Copy exactly the lines of the data below that run from the line holding "hello @jdycaico do" through the line holding "btw this can be closed right? @brackendawson", both ends included.

INPUT DATA:
════════

Issue #1594, opened 2024-04-29
Proposal: assert.NotElementsMatch()


jdycaico:
## Description
As per https://github.com/stretchr/testify/discussions/1592#discussioncomment-9261557:
A method that does the opposite of `assert.ElementsMatch()`

## Use case
It would appear that there are no stable workarounds, and I have been suggested to make a FR

hendrywiranto:
hello @jdycaico do you plan to work on this and make a PR eventually? I can try to open a PR if you won't work on this, thanks

hendrywiranto:
fyi @jdycaico this has been merged https://github.com/stretchr/testify/pull/1600

hendrywiranto:
btw this can be closed right? @brackendawson

brackendawson:
Yes :-)

PR #1600, opened 2024-05-21
assert: new assertion NotElementsMatch

hendrywiranto:
## Summary
Add new assertion `NotElementsMatch` which asserts whether 2 lists are NOT equal ignoring the order of the elements. If there are duplicate elements, the number of appearances of each of them in both lists should not match. This is an inverse of `ElementsMatch`.

## Changes
- Add new assertion `NotElementsMatch` 

## Motivation
- No assertion for comparing 2 lists do NOT contain the exact same elements, irrespective of order. (inverse of `ElementsMatch`)

## Related issues
https://github.com/stretchr/testify/issues/1594
https://github.com/stretchr/testify/discussions/1592

### DIFF
--- a/assert/assertions.go
+++ b/assert/assertions.go
@@ -1176,6 +1176,39 @@ func formatListDiff(listA, listB interface{}, extraA, extraB []interface{}) stri
 	return msg.String()
 }
 
+// NotElementsMatch asserts that the specified listA(array, slice...) is NOT equal to specified
+// listB(array, slice...) ignoring the order of the elements. If there are duplicate elements,
+// the number of appearances of each of them in both lists should not match.
+// This is an inverse of ElementsMatch.
+//
+// assert.NotElementsMatch(t, [1, 1, 2, 3], [1, 1, 2, 3]) -> false
+//
+// assert.NotElementsMatch(t, [1, 1, 2, 3], [1, 2, 3]) -> true
+//
+// assert.NotElementsMatch(t, [1, 2, 3], [1, 2, 4]) -> true
+func NotElementsMatch(t TestingT, listA, listB interface{}, msgAndArgs ...interface{}) (ok bool) {
+	if h, ok := t.(tHelper); ok {
+		h.Helper()
+	}
+	if isEmpty(listA) && isEmpty(listB) {
+		return Fail(t, "A and B are the same", msgAndArgs)
+	}
+
+	if !isList(t, listA, msgAndArgs...) {
+		return Fail(t, "A is not a list", msgAndArgs...)
+	}
+	if !isList(t, listB, msgAndArgs...) {
+		return Fail(t, "B is not a list", msgAndArgs...)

════════

WRITTEN SOLUTION:
hello @jdycaico do you plan to work on this and make a PR eventually? I can try to open a PR if you won't work on this, thanks

hendrywiranto:
fyi @jdycaico this has been merged https://github.com/stretchr/testify/pull/1600

hendrywiranto:
btw this can be closed right? @brackendawson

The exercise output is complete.